There is a 50% probability that we are living in a simulation

In a 2003 article, Nick Bostrom, a philosopher from Oxford University, outlined the possibility that our reality is a computer simulation invented by a highly developed civilization. In this paper he argued that at least one of the three sentences must be true: civilizations usually die before they have developed the ability to create simulations of reality; developed civilizations are usually not interested in creating simulations of reality; we almost certainly live inside a computer simulation. Recently, Columbia University astronomer David Kipping scrutinized these provisions, also known as Bostrom’s “trilemma”, and proved that the probability that we are actually living in a simulation is 50/50, reports Scientific American.

Creatures inside a computer

So, let’s imagine that we are virtual beings living in a computer simulation. If so, the simulation is likely to create a perception of reality on demand, rather than simulate all reality all the time – just like a video game optimized to display only parts of the scene visible to the player. Astrophysicist and science popularizer Neil Degrass Tyson in the talk show “Star Talk” (Startalk) suggested that maybe that’s why we can’t travel faster than the speed of light.

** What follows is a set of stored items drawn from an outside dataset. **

PR #322, opened 2019-05-16
Launch pips in VM

narasamdya:
This change allows us to launch pips in the VM. This change also includes more logging when `VmCommandProxy` is invoked. 

Some changes need to be added to CloudBuild's side:
- Subst `B:` in VM for `D:\dbs\el\bxlint`
- Net share `D:` in all involved host machines.


Public/Src/Utilities/Utilities/VmCommandProxy/LowPrivilegeAccountUtils.cs
```diff
@@ -12,7 +12,7 @@
 namespace BuildXL.Utilities.VmCommandProxy
 {
     /// <summary>
-    /// Class EngineSchedule.
+    /// Utilities for low privilege account.
```
norahuang: Thanks for fixing the comments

Of course, such conversations may seem frivolous. But since Nick Bostrom wrote the seminal article on simulation, philosophers, physicists, technologists, and even the average citizen have been trying to figure out how we can figure out whether we live in a simulation or not. I note that most researchers are skeptical about the idea of the virtual universe, but Kipping’s work shows that if people ever developed the ability to imitate conscious life, they would most likely be creatures inside a computer.

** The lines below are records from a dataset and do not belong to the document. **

PR #323, opened 2019-05-16
Remove Sender information from openbond and protobuf abstractions

semihokur:
We pass sender information via grpc headers, so I do remove the explicit sender data from both openbond and protobuf abstractions.

### DIFF
--- a/Public/Src/Engine/Distribution.Grpc/Interfaces.proto
+++ b/Public/Src/Engine/Distribution.Grpc/Interfaces.proto
@@ -27,34 +27,20 @@ service Worker
 message RpcResponse {
 }
 
-message SenderInfo
-{
-    // The name of the sender of the message
-    string SenderName = 1;
-
-    // The id of the sender of the message
-    string SenderId = 2;
-
-    // The id of the build
-    string BuildId = 3;
-}
-
 // The response from an Attach event
 message AttachCompletionInfo
 {
-    SenderInfo Sender = 1;
-
     // Identifies the worker which makes the callback
-    uint32 WorkerId = 2;
+    uint32 WorkerId = 1;
 
     // The maximum number of simultaneous pip executions for the worker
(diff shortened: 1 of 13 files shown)


Public/Src/Engine/Distribution.Grpc/Interfaces.proto
```diff
@@ -103,49 +89,45 @@ message EventMessage
 // Information about completed pips and events logged on worker
 message WorkerNotificationArgs
 {
-    SenderInfo Sender = 1;
-
     // Identifies the worker which executed the pips
-    uint32 WorkerId = 2;
+    uint32 WorkerId = 1;
```
dannyvv: Since nobody depends on our protobuf yet, this is okay to do since it is an internal implementaiotn detail, but when this protocol is used for a running service that upgrades SxS this is considerd a bad practice and one can remove fields but should never 'renumber'.

Public/Src/Engine/Dll/Distribution/Grpc/GrpcWorkerServer.cs
```diff
@@ -56,7 +56,9 @@ public override Task<RpcResponse> Attach(BuildStartData message, ServerCallConte
         {
             var bondMessage = message.ToOpenBond();
 
-            m_workerService.AttachCore(bondMessage);
+            GrpcSettings.ParseHeader(context.RequestHeaders, out string sender, out string senderBuildId, out string traceId);
```
dannyvv: >out string senderBuildId [](start = 80, length = 24)

can use _ to indicate we are not using the fields

Public/Src/Engine/Distribution.Grpc/Interfaces.proto
semihokur: thanks for letting me know!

In 2003, Nick Bostrom imagined a technologically advanced civilization that has enormous computational power and needs some of that power to model new realities with conscious beings in them. Given this scenario, his simulation argument showed that at least one sentence in the next trilemma must be true:

-first, people almost always die before reaching the modeling stage;
-Second, even if people reach this stage, they are unlikely to be interested in modeling their own past;
-and thirdly, the probability that we live in a simulation is close to one.

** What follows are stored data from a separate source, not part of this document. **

PR #325, opened 2019-05-17
Use regular locking in ConcurrentBoundedSortedCollection

almiliMSFT:
Previously, a `ReaderWriterLock` was used.  

On .NET Core, errors like "Attempt to release a lock that is not owned by the calling thread" were happening regularly in our CI validations.

This PR replaces this lock with a regular exclusive lock, since in our particular uses of `ConcurrentBoundedSortedCollection` we never have only concurrent reads, so it's questionable if we were getting any benefits from use a read-write lock.

[AB#1533036](https://dev.azure.com/mseng/708e929f-6bd5-415a-8daf-25b1dac08dd8/_workitems/edit/1533036)

### DIFF
--- a/Public/Src/Utilities/Collections/ConcurrentBoundedSortedCollection.cs
+++ b/Public/Src/Utilities/Collections/ConcurrentBoundedSortedCollection.cs
@@ -6,7 +6,6 @@ using System.Collections;
 using System.Collections.Generic;
 using System.Diagnostics.ContractsLight;
 using System.Linq;
-using System.Threading;
 
 namespace BuildXL.Utilities.Collections
 {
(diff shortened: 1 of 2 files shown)


Public/Src/Utilities/Collections/ConcurrentBoundedSortedCollection.cs
```diff
@@ -57,62 +55,49 @@ public ConcurrentBoundedSortedCollection(int capacity, IComparer<TSort> comparer
...
             }
+
+            return false;
         }
 
         /// <inheritdoc />
         public IEnumerator<KeyValuePair<TSort, TValue>> GetEnumerator()
         {
-            return m_list.GetEnumerator();
+            lock (m_lock)
```
SergeyTeplyakov: I'm not sure this is actually helpful. Yep, we obtain enumerator under the lock, but we will use it without it causing the race condition.

almiliMSFT: But we clone the list first, so the enumerator will iterate over the clone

To better understand Bostrom’s argument about the simulation, Kipping resorted to Bayesian reasoning. This type of analysis uses the Bayesian theorem, named after Thomas Bayes, a British mathematician who lived in the 18th century. The Bayesian analysis calculates the probability that something will happen (the so-called “a posteriori” probability) by making assumptions about the event under analysis (assigning an “a priori” probability to it).

Do we not live inside the simulation?

Kipping started by turning the trilemma into a dilemma. He summed up the first two sentences into one, claiming that they both would lead to the same result – we don’t live inside the simulation.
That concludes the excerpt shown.